Tomorrow is the 4th of July and the irony shouldn't be lost on anyone that by the end of this week two reporters could be going to jail because there is no federal law protecting reporters who pledge to keep their word to anonymous sources. One of their publisher's has chosen profit over journalistic principle.

The other, more serious irony is that we are in an undeclared war that a sitting president knowingly sold to the public again and again on allegations and charges he knew to be false. So far more than 1,700 Americans have died because of that lie.

Instead of high-fiving over Washington, Jefferson, Adams and Hamilton maybe we should cheer Willliam Randolph Hearst.
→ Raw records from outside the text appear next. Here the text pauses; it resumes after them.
PR #1203, opened 2023-07-09
Re-open Train maskrcnn after the big file structure changes

g1y5x3:
Not sure if what I did was the correct way. Had to delete the commits to sync on my fork, and then I pull to resolve some specific file issues. Anyway, repost #1125 

- [x]  load and index through training (image, target) pair

- [x] refactor the `coco.py` to separate the train and eval 

- [ ] modularize models/mask_rcnn.py for better readability as well as remove some of the dependency on torch backend (mostly transforms)

- [ ] find a solution for doing advanced indexing on Tensor directly

- [ ] add loss function into RPN, ROIHead

- [ ] perform training experiments


geohot:
No progress in a week, closing.

PR #1205, opened 2023-07-09
create cumsum speed test

zk-tarts:
I added a test for speed of cumsum since there are optimized algorithms for this problem (parallel prefix sum) and tinygrad is currently slower. Maybe there is interest in making it faster?  Not sure if cumsum is all that important or common.

Ran into a [problem in CI](https://github.com/zk-tarts/tinygrad/actions/runs/5483343759) with some backends crashing trying to allocate a ton of memory. Probably happening when they do expands as part of [this conv](https://github.com/tinygrad/tinygrad/blob/master/tinygrad/tensor.py#L480C50-L480C56).

### DIFF
--- a/test/test_speed_v_torch.py
+++ b/test/test_speed_v_torch.py
@@ -156,6 +156,12 @@ class TestSpeed(unittest.TestCase):
     def f(a, b): return a.reshape(int(4096//R), int(4096*R)).sum(axis=1)
     helper_test_generic_square('partial_sum', 4096, f, f, onearg=True)
 
+  def test_cumsum(self):
+    def f0(a,b): return a.cumsum(axis=0)
+    def f1(a,b): return a.cumsum(axis=1)
+    helper_test_generic_square('cumsum_0', 1024, f0, f0, onearg=True)
+    helper_test_generic_square('cumsum_1', 1024, f1, f1, onearg=True)
+
   def test_array_packing(self):
     N = 2048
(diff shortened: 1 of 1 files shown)


geohot:
Yea...the implementation right now is really bad. Have a proposal to fix it?

geohot:
Tests failing, but I would merge this if not

ZenginU:
Hello @zk-tarts,

I am new to opensource programming so sorry in advance for mistakes. I do not know if you are still working on this but if you are working on this. I believe that problem is with the [_pool](https://github.com/tinygrad/tinygrad/blob/5a8ad571634375ee3fcc4f5cc31c51ea1e3dcb64/tinygrad/tensor.py#L462C30-L462C35) in the conv2d.

To briefly explain, in the conv2d function input of 1024,1024 is converted to shape of (1, 1, 1024, 1024, 1, 1024) at some point.

@geohot 
Apart from the speed test, normal test on cumsum is failing on my M1 for the (1024, 1024) size tensor. I do not know if its a big deal or it might just be floating point error for big nums because of the conv2d.

`helper_test_op([(1024, 1024)], lambda x: torch.cumsum(x, dim=0), lambda x: Tensor.cumsum(x, axis=0), atol=1e-6)`

```
Mismatched elements: 96 / 1048576 (0.00916%)
Max absolute difference: 9.1552734e-05
Max relative difference: 0.13173492
```

PR #1206, opened 2023-07-09
adding `param_group` to `Optimizer`

KayneWest:
Using the recommendations from https://github.com/tinygrad/tinygrad/pull/1147. I'm proposing adding `param_groups` to the `Optimizer` so that the user can augment the parameters individually. The syntax would be similar to `torch`. This change functionally accomplishes what I had been using with `lr_mult` before

`torch`
```
class Net(nn.Module):
    def __init__(self):
        super(Net, self).__init__()
        self.layer1 = nn.Linear(1, 1)
        self.layer1.weight.data.fill_(1)
        self.layer1.bias.data.fill_(1)
        self.layer2 = nn.Linear(1, 1)
        self.layer2.weight.data.fill_(1)
        self.layer2.bias.data.fill_(1)
    def forward(self, x):
        x = self.layer1(x)
        return self.layer2(x)
net = Net()
optimizer = optim.Adam([
            {'params': net.layer1.weight},
            {'params': net.layer1.bias, 'lr': 0.01, 'weight_decay': 0.001},
            {'params': net.layer2.weight, 'lr': 0.001}
        ], lr=0.1, weight_decay=0.0001)
```
`tinygrad`
```
net = ResNet50()
parameters = get_parameters(net)
optimizer1 = Adam(
    [
        {'params': parameters[:20], 'lr': 0.001, 'wd': 0.001},
        {'params': parameters[20:-3], 'lr': 0.01, 'eps': 1e-2},
        {'params': parameters[-3:]}
    ], lr=0.1)
optimizer2 = Adam(parameters, lr=0.1)
```

### DIFF
--- a/tinygrad/nn/optim.py
+++ b/tinygrad/nn/optim.py
@@ -9,10 +9,10 @@ class Optimizer:
 
     param_groups = list(params)
 
-    if not isinstance(param_groups[0], dict):
-      param_groups = [{'params': param_groups}] #default lr
+    if not isinstance(param_groups[0], dict): 
+      param_groups = [{'params': param_groups}]
     
-    for param_group in param_groups:
+    for param_group in param_groups: 
       self.add_param_group(param_group)
     
     self.lr = Tensor([lr], requires_grad=False)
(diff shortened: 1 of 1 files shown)


geohot:
Tons of lines. What's the downside to using two optimizers?

tinyb0t:
Changes made in `tinygrad/`:
```
tinygrad/nn/optim.py                      59              45
```

KayneWest:
@geohot I know, I know, I don't like the line count either. I had misinterpreted that you were leaning towards `torch` syntax. hence this pr. I guess there really isn't a downside if you're used to running multiple optimizers. But having kind of a nice grouper/lr dampener is great when you're doing a bunch of experiments -  so something like the one below or something;

```
class OptimizerGroup:
  def __init__(self, optimizers): self.optimizer_groups = optimizers
  def zero_grad(self): (optimizer.zero_grad() for optimizer in self.optimizer_groups)
  def step(self): (optimizer.step() for optimizer in self.optimizer_groups)

groups = []
groups.append(SGD([net.layer1] lr=0.1))
groups.append(SGD([net.layer2] lr=0.2))
groups.append(SGD([net.layer3] lr=0.3))
groups.append(SGD([net.layer4] lr=0.4))
groups.append(SGD([net.feature_detector] lr=0.0001))
group = OptimizerGroup(groups)
group.step()

```

geohot:
Not going to merge, see above. I think this feature is worth about 3 lines, and *only* if they sit above the Optimizer. And should probably be used in examples before migrating to core tinygrad.

KayneWest:
Sounds good. Hopefully third times the charm.

PR #1213, opened 2023-07-10
[perf] use optimize=True in np.einsum

carsonRadtke:
local testing (test/test_net_speed.py) yields:
```
# optimize=False (default)
forward pass:  185.863 ms, 7.83x off baseline 23.746 ms
backward pass: 820.215 ms, 20.74x off baseline 39.543 ms

# optimize=True (pr change)
forward pass:  157.368 ms, 6.85x off baseline 22.983 ms
backward pass: 209.347 ms, 5.66x off baseline 36.967 ms
```

central tendency for `optimize=True` is around 8x and 20x. `optimize=False` is around 7.5x and 5.5x. I could compile an n=1000 analysis if that would be helpful in analyzing the change.

Reading:
 -  https://numpy.org/doc/stable/reference/generated/numpy.einsum.html
 -  https://stackoverflow.com/questions/49265044/numpy-einsum-path-differences-and-the-optimize-argument


tinyb0t:
Changes made in `tinygrad/`:
```
```

geohot:
Looks better, and it's a small sample size but CPU CI ran 2 minutes faster on this PR than master. Nice!

PR #1216, opened 2023-07-10
[READY] style: no-else-return

roelofvandijk:
Some unnecessary of `else`/`elif` after returns. Could be a matter of taste.

I enabled the pylint option, that is optional,of course.


geohot:
Usually I'm pretty against these sort of PRs, but going to merge this one because it enforces it with a linter rule.

PR #1217, opened 2023-07-10
style: remove deprecated type aliases

roelofvandijk:
These type aliases are deprecated. I only did /tinygrad.


roelofvandijk:
Only works >3.8.

PR #1223, opened 2023-07-10
Fix LazyBuffer SHUFFLE_PAD_OPS to prevent invalid pad movement

### LINKED ISSUE #1221: Bug: NaN when using `cat` on tensor with unrealised `log` op
Tries to take the log of zero due to merging of the ops, resulting in NAN values. 

To reproduce:

```
x0 = Tensor([1])
x1 = Tensor([1]).log()    # Can realize `x1` before calling `cat` to circumvent
print(x0.cat(x1).numpy()) # [nan  0.]
```

Kernel it generates:
```
#include <metal_stdlib>
using namespace metal;
kernel void E_2(device float* data0, const device float* data1, const device float* data2, uint3 gid [[threadgroup_position_in_grid]], uint3 lid [[thread_position_in_threadgroup]]) {
{ int gidx0 = gid.x;  /* 2 */
    float val1_0 = ((gidx0<1)) ? (float)(data1[0]) : 0.0f;
    float val2_0 = (((gidx0*-1)<0)) ? (float)(data2[0]) : 0.0f;
    float val3_0 = (((gidx0*-1)<0)) ? (float)(0.6931471805599453f) : 0.0f;
    float alu0 = log2(val2_0);
    float alu1 = (alu0*val3_0);
    float alu2 = (alu1+val1_0);
    data0[gidx0] = alu2;
  } /* global+local */
}
```

flammit:
In addition to div, any ops that will generate non-zero outputs from zero inputs need to be guarded.

Closes #1221

### DIFF
--- a/test/test_lazybuffer.py
+++ b/test/test_lazybuffer.py
@@ -2,6 +2,7 @@
 import numpy as np
 import unittest
 from tinygrad.lazy import LazyBuffer
+from tinygrad.tensor import Tensor
 
 class TestLazyBuffer(unittest.TestCase):
   def test_fromcpu_buffer_sharing(self):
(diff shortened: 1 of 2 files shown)


tinyb0t:
Changes made in `tinygrad/`:
```
tinygrad/lazy.py                           3               2
```

geohot:
Thanks, good catch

I for one will never buy a TIME magazine again. And I urge all of you to boycott any of the publications from Time, Inc. No journalist in their employ is safe from being sold out by their corporate bosses. In a statement and crocodile tears from editor-in-chief Norman Pearlstein, TIME has turned over reporter Matt Cooper's notes to the Special Counsel investigating who leaked the name of CIA agent Valerie Plame to the press. Here's the TIME statement. in all of its patriotic smarm. This excerpt:

Time Inc. shall deliver the subpoenaed records to the Special Counsel in accordance with its duties under the law. The same Constitution that protects the freedom of the press requires obedience to final decisions of the courts and respect for their rulings and judgments. That Time Inc. strongly disagrees with the courts provides no immunity. The innumerable Supreme Court decisions in which even Presidents have followed orders with which they strongly disagreed evidences that our nation lives by the rule of law and that none of us is above it.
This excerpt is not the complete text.